27 sept 2017

EL NIÑO SOL



Eliad Jhosué
Foto: El Jefe Julián Jhosué

Mirando el horizonte su sonrisa vislumbró en la academia del placer: ver, escuchar, palpar y oír. Era hermosa su sonrisa inocente, enamoraba su gesticulación poética, amarraba dulcificado a los cuatro vientos cardinales y a la vez los besaba tiernamente con su bonanza infantil. Una lágrima vertió el cielo camuflado con nubes y los cabellos solares del niño fulguraron como el latigazo de un relámpago peregrino.

¡Hojas! grito el niño sonriente y sus manecitas tiernas señalaron nubes blancas, tan blanquecinas como el blanco del algodón pajarito.

¡Hojas! volvió a gritar con más ahínco, su sonrisa dibujo matices claros y su pelo brillo más que la luz abrasiva solar.
¡Hojas! balbució soñoliento, cerró sus ojos y se trasmutó ligero a un cielo más distante y teñido con el azul de la profundidad del universo.

¿Hojas u ojos? Preguntó impresionado un vejete encorvado, perturbado por los gritos del chico. El medio hombre era un anciano remolón, muy viejo, ajado, retorcido, arrugado y canijo, todo  vestido de blanco pascua de los pies a la cabeza,  en sus manos hilachudas portaba un tronco que parecía confundirse con su piel por la similitud de la textura erosionada.

¡Hojas! son hojas buen anciano. El niño al contestar irguió su pequeño rostro y volvió a sonreír y el anciano al ver aquella sonrisa mágica sintió que por sus venas fluía hielo con espuma, un torrente de células madres que parecían devorarse y alimentarse con las viejas, usaban los nutrientes envejecidos para convertirlos en un torrente milagroso. ¿Qué me está pasando? masculló impresionado arrastrado por la fuerza con que se engranaban sus huesos y su carne corrompida.

El Anciano de blanco abriendo más sus parpados enrojecidos,  volvió a observar aquella sonrisa veleidosa y entonces miles de ramalazos de sangre hirviente incendiaron con vapor frío sus cansados tendones, abriendo sus brazos grito,  el anciano sentía un profundo placer que le proporcionaba la vitalidad de juventud que le regalaba la sonrisa del niño.

¡Juala! Profirió y corrió despavorido, corrió como alma perseguida por algún demonio con cuernos encendidos y se perdió en el denso follaje de aquella tarde gloriosa.

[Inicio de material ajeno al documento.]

PR #61, opened 2021-06-28
add worker check for Delayed

JackTemaki:
I thought it is a good idea to add a gs variable that prohibits resolving any "Delayed" object  while still being in the "graph" thread. I saw that this is the most common error when working with Sisyphus.

### DIFF
--- a/sisyphus/global_settings.py
+++ b/sisyphus/global_settings.py
@@ -306,6 +306,8 @@ WARNING_NO_FUNCTION_CALLED = True
 #: Warn if an absolute path inside the current directory is created
 WARNING_ABSPATH = True
 
+# Prohibit resolving paths in graph construction
+DELAYED_CHECK_FOR_WORKER = False
 
 # Internal functions
 def update_global_settings_from_text(text, filename):
--- a/sisyphus/job_path.py
+++ b/sisyphus/job_path.py
@@ -4,11 +4,27 @@ import os
 import logging
 import gzip
 import pickle
+from functools import wraps
 
 import sisyphus.tools as tools
 import sisyphus.global_settings as gs
 from sisyphus.delayed_ops import DelayedBase
 from sisyphus.tools import finished_results_cache
+
+
+def check_is_worker(get_func):
+    """
+    Prohibits calling a get function while being in the "graph" thread, thus
+    causing bugs/inconsistent behavior in Sisyphus.
+    """
+    @wraps(get_func)
+    def check(*args, **kwargs):
+        if gs.DELAYED_CHECK_FOR_WORKER:
+            from sisyphus.toolkit import running_in_worker
+            assert running_in_worker()
+        return get_func(*args, **kwargs)
+
+    return check
 
 
 class Path(DelayedBase):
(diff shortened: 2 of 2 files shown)


curufinwe (approved):
Good idea!

critias:
This would break a lot of our code and I consider it ok to resolve Variable inside the graph especially in combination with async workflows.

I have to admit I regret allowing to converting a Path and Variable to the Path value by overwriting __repr__. While this resulted in nice code in some places it makes the debugging ofter harder than it should be since it's complicated to tell Path and Variable apart from regular str/int/float etc. 

I had some ideas to get this fixed, but haven't tried any of it since nobody complained so far and changing the behavior of a very basic part of Sisyphus has a high likelihood of breaking stuff. If I'm not the only one bothered by it I'll put some thought into finding a solution for it.

JackTemaki:
> This would break a lot of our code and I consider it ok to resolve Variable inside the graph especially in combination with async workflows.

I already assumed that this could happen, this is why I added a global option for this to disable this. Do you think it is still a bad idea to add this? And maybe you can explain how async workflows work, I have absolute no idea about that.

critias:
The idea of async workflows is to compute parts of the graph before continue reading the rest of the workflow e.g.:
```
async def workflow():
    # Some job outputs
    a = SomeJob('some_input').out
    b = SomeJob('other_input').out
    
    # Tell sisyphus to wait until a and b are finished
    await tk.async_run([a, b])
    
    # You can now do something depending on the output of a or b
    if a.get() > b.get():
        c = a
    else:
        c = b
```

So it needs to be possible to resolve a and b. Throwing an error as default behavior is a bad idea at this point. Beside that checking it in Variable.get and Path.get should be enough. All delayed operations either end with one of these or should always produce the same result.

I also don't like to start treating async and non async workflows differently. 

I think the problems with converting it inside the graph is when someone does it implicitly at some point. e.g. converting it in a line like: `"Foo bar %s" % var`. Do you agree? If not what is the main problem in your experience?

JackTemaki:
> So it needs to be possible to resolve a and b

But this looks like that `async_run` can just add a "flag" in a and b that it is okay to access them.

> If not what is the main problem in your experience?

People accidentally convert it into a string, and then use it as a parameter to a job, resulting in completely incorrect hashes. But still you get no notification that you are doing something wrong.

curufinwe:
One more use-case to consider: what about reports? Are they treated as if they run in a worker? Maybe the distinction here should not be worker / not worker, but initial graph loading / rest?

critias:
You are right, this will probably break the reports as well. I'm not so happy with this as a whole, but accepted it as a debugging tool for you guys. Making a distinction between initial loading and the rest could again cause problems with the update function.

How about this:
- I'll add a flag to raise an exception if an unfinished Variable is resolved this should already catch many cases. The main problem is if someone is working on a partial finished graph, in this case it would not raise an Exception and the problem become only appeared when used with in a new workflow or emptied work directory. 
- I'll add another flag to change the __str__ and __repr__ behavior of Path and Variable to something like '<Path ....>'. This should break most things where path is automatically converted and forces people to use .get().

Do you think this would help to catch most of you problems?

¡Hojas! Volvió a gritar el niño mientras su delgada cabellera cogía fuego y lo expandía con fina elegancia en las alas del viento. Dijo: ¡Llévalas querido Eolo, lleva las hojas donde el milagro pueda verla y los que están ciegos puedan ver la luz de sus ojos ciegos!

Y entonces en aquel mediodía se escuchó en la distancia el eco sonoro de un aullido veloz, una estampida de crujiros secos apretujo la morada del lánguido paisaje de otoño el cual pinto con una brocha grande los senderos con un paño de blanco oro.

¡Hojas! grito el niño, se ha marchado el otoño, viene el invierno andante y frío.


Y luego se marchó con la cabellera del sol, su sonrisa se dibujó en el ocaso y se pintó en el mar encogido por la noche blanca de aullidos moteados y salvajes.